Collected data
PR #3176, opened 2026-01-21
Add CycloneDX v1.5 writing

RossComputerGuy:
It is useful to be able to write CycloneDX v1.5 VEX since the CycloneDX Rust crate does not support v1.6 yet (ref: https://github.com/CycloneDX/cyclonedx-rust-cargo/issues/769). Rather than waiting for the crate to support that, or spending the time to implement it, it is simpler to just make Grype support it.

### DIFF
--- a/internal/format/format.go
+++ b/internal/format/format.go
@@ -4,54 +4,74 @@ import (
 	"strings"
 )
 
-const (
-	UnknownFormat   Format = "unknown"
-	JSONFormat      Format = "json"
-	TableFormat     Format = "table"
-	CycloneDXFormat Format = "cyclonedx"
-	CycloneDXJSON   Format = "cyclonedx-json"
-	CycloneDXXML    Format = "cyclonedx-xml"
-	SarifFormat     Format = "sarif"
-	TemplateFormat  Format = "template"
+var (
+	UnknownFormat       = Format{name: "unknown", version: ""}
+	JSONFormat          = Format{name: "json", version: ""}
+	TableFormat         = Format{name: "table", version: ""}
+	CycloneDXFormat     = Format{name: "cyclonedx", version: ""}
+	CycloneDXJSON       = Format{name: "cyclonedx-json", version: ""}
+	CycloneDXXML        = Format{name: "cyclonedx-xml", version: ""}
+	CycloneDXFormatv1_5 = Format{name: "cyclonedx", version: "1.5"}
+	CycloneDXJSONv1_5   = Format{name: "cyclonedx-json", version: "1.5"}
+	CycloneDXXMLv1_5    = Format{name: "cyclonedx-xml", version: "1.5"}
+	SarifFormat         = Format{name: "sarif", version: ""}
+	TemplateFormat      = Format{name: "template", version: ""}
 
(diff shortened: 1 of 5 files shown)


internal/format/format.go
```diff
@@ -5,18 +5,21 @@ import (
...
-	CycloneDXXML    Format = "cyclonedx-xml"
-	SarifFormat     Format = "sarif"
-	TemplateFormat  Format = "template"
+	UnknownFormat   		Format = "unknown"
+	JSONFormat      		Format = "json"
+	TableFormat     		Format = "table"
+	CycloneDXFormat 		Format = "cyclonedx"
+	CycloneDXJSON   		Format = "cyclonedx-json"
+	CycloneDXXML    		Format = "cyclonedx-xml"
+	CycloneDXFormatv1_5	Format = "cyclonedx-v1.5"
```
kzantow: I don't think we should use this format exactly. We have handling in Syft for formats in different versions with the syntax: `<format>@<version>`, for CycloneDX, it would be `cyclonedx-json@1.5`. There is some logic to handle versions nicely including finding the latest version where only a major version is specified, for example `spdx-json@2` results in `spdx-json` version `2.3`. It would be nice to reuse this logic, [but it looks like it's somewhat specific to an `sbom.FormatEncoder`](https://github.com/anchore/syft/blob/795432441754b910d4456fa982eb7df64c98b432/syft/format/encoders_collection.go#L105). In the meantime, we should use an identical syntax in Grype, e.g.: `cyclonedx@1.5`, `cyclonedx-json@1.5`, and `cyclonedx-xml@1.5`

RossComputerGuy: I wasn't aware of there being a specific format to the versioning. Would it be good to change `Format` into a struct and use some of the logic from `FormatEncoder`?

kzantow: We want to update the Grype presenters to be more like Syft formats, but I wouldn't ask you to do this as part of your PR here unless you felt like it. The main thing is the version strings specified should be the same between the tools

RossComputerGuy: Yep, that makes total sense to me. I'm not fully familiar with Go so I'll probably just update the formatting stuff to handle the version.

RossComputerGuy: Ok, I've gotten it to use the Syft formatted version string. Not the prettiest implementation but it's straightforward and it works.

kzantow:
Apologies for not running the tests earlier -- it looks like there are [some static analysis failures](https://github.com/anchore/grype/actions/runs/21224874100/job/61897000484?pr=3176#step:4:85) -- these seem straightforward: unnecessary conversion and `Format` specifier.  And some [test failures](https://github.com/anchore/grype/actions/runs/21224874100/job/61897000435?pr=3176#step:4:88); are you able to get these cleaned up?

RossComputerGuy:
Great, I believe those should be fixed now. I tried running `make unit` locally but it fails because it doesn't like my systems being aarch64 so Docker things fail.

spiffcs (approved):

RossComputerGuy:
Since this is being pulled into #3477, going to close this PR.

- _TASK OBJECTIVE_
All of the records must be repeated exactly.

- _ANSWER SPACE_
PR #3176, opened 2026-01-21
Add CycloneDX v1.5 writing

RossComputerGuy:
It is useful to be able to write CycloneDX v1.5 VEX since the CycloneDX Rust crate does not support v1.6 yet (ref: https://github.com/CycloneDX/cyclonedx-rust-cargo/issues/769). Rather than waiting for the crate to support that, or spending the time to implement it, it is simpler to just make Grype support it.

### DIFF
--- a/internal/format/format.go
+++ b/internal/format/format.go
@@ -4,54 +4,74 @@ import (
 	"strings"
 )
 
-const (
-	UnknownFormat   Format = "unknown"
-	JSONFormat      Format = "json"
-	TableFormat     Format = "table"
-	CycloneDXFormat Format = "cyclonedx"
-	CycloneDXJSON   Format = "cyclonedx-json"
-	CycloneDXXML    Format = "cyclonedx-xml"
-	SarifFormat     Format = "sarif"
-	TemplateFormat  Format = "template"
+var (
+	UnknownFormat       = Format{name: "unknown", version: ""}
+	JSONFormat          = Format{name: "json", version: ""}
+	TableFormat         = Format{name: "table", version: ""}
+	CycloneDXFormat     = Format{name: "cyclonedx", version: ""}
+	CycloneDXJSON       = Format{name: "cyclonedx-json", version: ""}
+	CycloneDXXML        = Format{name: "cyclonedx-xml", version: ""}
+	CycloneDXFormatv1_5 = Format{name: "cyclonedx", version: "1.5"}
+	CycloneDXJSONv1_5   = Format{name: "cyclonedx-json", version: "1.5"}
+	CycloneDXXMLv1_5    = Format{name: "cyclonedx-xml", version: "1.5"}
+	SarifFormat         = Format{name: "sarif", version: ""}
+	TemplateFormat      = Format{name: "template", version: ""}
 
(diff shortened: 1 of 5 files shown)


internal/format/format.go
```diff
@@ -5,18 +5,21 @@ import (
...
-	CycloneDXXML    Format = "cyclonedx-xml"
-	SarifFormat     Format = "sarif"
-	TemplateFormat  Format = "template"
+	UnknownFormat   		Format = "unknown"
+	JSONFormat      		Format = "json"
+	TableFormat     		Format = "table"
+	CycloneDXFormat 		Format = "cyclonedx"
+	CycloneDXJSON   		Format = "cyclonedx-json"
+	CycloneDXXML    		Format = "cyclonedx-xml"
+	CycloneDXFormatv1_5	Format = "cyclonedx-v1.5"
```
kzantow: I don't think we should use this format exactly. We have handling in Syft for formats in different versions with the syntax: `<format>@<version>`, for CycloneDX, it would be `cyclonedx-json@1.5`. There is some logic to handle versions nicely including finding the latest version where only a major version is specified, for example `spdx-json@2` results in `spdx-json` version `2.3`. It would be nice to reuse this logic, [but it looks like it's somewhat specific to an `sbom.FormatEncoder`](https://github.com/anchore/syft/blob/795432441754b910d4456fa982eb7df64c98b432/syft/format/encoders_collection.go#L105). In the meantime, we should use an identical syntax in Grype, e.g.: `cyclonedx@1.5`, `cyclonedx-json@1.5`, and `cyclonedx-xml@1.5`

RossComputerGuy: I wasn't aware of there being a specific format to the versioning. Would it be good to change `Format` into a struct and use some of the logic from `FormatEncoder`?

kzantow: We want to update the Grype presenters to be more like Syft formats, but I wouldn't ask you to do this as part of your PR here unless you felt like it. The main thing is the version strings specified should be the same between the tools

RossComputerGuy: Yep, that makes total sense to me. I'm not fully familiar with Go so I'll probably just update the formatting stuff to handle the version.

RossComputerGuy: Ok, I've gotten it to use the Syft formatted version string. Not the prettiest implementation but it's straightforward and it works.

kzantow:
Apologies for not running the tests earlier -- it looks like there are [some static analysis failures](https://github.com/anchore/grype/actions/runs/21224874100/job/61897000484?pr=3176#step:4:85) -- these seem straightforward: unnecessary conversion and `Format` specifier.  And some [test failures](https://github.com/anchore/grype/actions/runs/21224874100/job/61897000435?pr=3176#step:4:88); are you able to get these cleaned up?

RossComputerGuy:
Great, I believe those should be fixed now. I tried running `make unit` locally but it fails because it doesn't like my systems being aarch64 so Docker things fail.

spiffcs (approved):

RossComputerGuy:
Since this is being pulled into #3477, going to close this PR.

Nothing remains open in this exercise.